1. Cisco IOS Versions what’s this?)
2. Physical Terminations/Connectors (what’s this?)
3. VLANs (what’s this?)
4. Quality of Service (what’s this?)
5. MPLS (what’s this?)
6. IP Access Lists what’s this?)
7. Spanning Tree (what’s this?)
8. OSPF (what’s this?)
9. EIGRP (what’s this?)
10. BGP (what’s this?)

11. General Cisco IOS cheat sheet (router/switch commands etc.)
12. Cisco Commands for Beginners
13. Descriptive list of Cisco Commands (fresh)
14. Cisco IOS Firewall Cheat Sheet (Official Design Guide)
15. Cisco – Ethernet Encapsulation (in pdf)
16. Mini CCNA Cheat Sheet
17. CCNA Cheat Sheet (commands debugging)
18. Connector Pinouts Cheat Sheets

Great thanks to Jeremy Stretch (author of packetlife.net) for the first 10 cheat sheets from above list (to get them all just download this package).

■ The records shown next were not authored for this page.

PR #1850, opened 2020-10-29
Remove dependency on ISolutionRuleSetsInformationProvider

rita-g-sonarsource:
Prep for #1797

### DIFF
--- a/src/Integration/Persistence/LegacySolutionBindingPathProvider.cs
+++ b/src/Integration/Persistence/LegacySolutionBindingPathProvider.cs
@@ -20,28 +20,31 @@
 
 using System;
 using System.IO;
-using SonarLint.VisualStudio.Core.Binding;
+using Microsoft.VisualStudio.Shell.Interop;
 
 namespace SonarLint.VisualStudio.Integration.Persistence
 {
     internal class LegacySolutionBindingPathProvider : ISolutionBindingPathProvider
     {
-        private readonly IServiceProvider serviceProvider;
-
+        private readonly IVsSolution vsSolution;
         public const string LegacyBindingConfigurationFileName = "SolutionBinding.sqconfig";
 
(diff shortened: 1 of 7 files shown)


src/Integration/Persistence/LegacySolutionBindingPathProvider.cs
```diff
@@ -20,28 +20,31 @@
...
     {
-        private readonly IServiceProvider serviceProvider;
-
+        private readonly IVsSolution vsSolution;
         public const string LegacyBindingConfigurationFileName = "SolutionBinding.sqconfig";
 
-        public LegacySolutionBindingPathProvider(IServiceProvider serviceProvider)
-        { 
-            this.serviceProvider = serviceProvider ?? throw new ArgumentNullException(nameof(serviceProvider));
+        public LegacySolutionBindingPathProvider(IVsSolution vsSolution)
```
rita-g-sonarsource, line 32: Prep work to be able to consume this class without being dependent on LocalServices - `ISolutionRuleSetsInformationProvider` was in the way, and the method GetSolutionSonarQubeRulesFolder was used only here. I changed it to work with `IVsSolution` instead of DTE.

duncanp-sonar: How are you planning to create this path provider and the other one going forwards? 

`IVsSolution` isn't directly MEF-importable so they will have to be explicitly created by something else. If you make the constructor import `SVSServiceProvider` then they could be imported directly.

duncanp-sonar (approved):

src/Integration/Persistence/LegacySolutionBindingPathProvider.cs
rita-g-sonarsource: Yep, that's the plan.
Once this PR and  #1851 are done, I'll new-up dependencies of ConfigurationProvider and to them IServiceProvider.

Information improvisation: You can get your 000-152 and 70-293 exam within days using latest 642-974 and other resources of 1z0-515 exam certifications; you can get a wonderful JN0-343 booklet.

Here is a piece of shell code that allows to export ipcad output into sqlite3 database format:

echo "create table traffic (src, dst, pkt, bt);" | sqlite3 /tmp/throttle.db
rsh 127.0.0.1 show ip accounting | grep "^ " | grep -vi source | awk \
'{print"insert into traffic values (\""$1"\",\""$2"\",\""$3"\",\""$4"\");"}' \
| sqlite3 /tmp/throttle.db


To make this working ipcad should be configured not to capture ports and to enable rsh service. In my case ipcad has the following settings set in ipcad.conf:

capture-ports disable;
interface eth0;
rsh enable at 127.0.0.1;
rsh 127.0.0.1 admin;
rsh ttl = 3;
rsh timeout = 30;
pidfile = /var/run/ipcad.pid;
memory_limit = 100m;


and output (rsh 127.0.0.1 show ip accouting) is like:

192.168.0.7      192.168.0.1                 113241           166387462
192.168.0.1      192.168.0.7                  72117             4282846
192.168.0.77     66.235.184.245                2448              821095
66.235.184.245   192.168.0.77                  3995              697371

The main problem is that it sqlite3 is rather slow and it takes eleven (11!!!) seconds to export 1000 entries of ipcad’s output into database. This was got at PC with 1.4Ghz CPU and 512Mb RAM.

If anybody knows how to get it faster, PLEASE LET ME KNOW! Thanks.

Information Improvisation: Traffic Engineering Server is new Solution for Bandwidth Management and QoS. It’s especially suitable for Broadband ISPs and SMEs.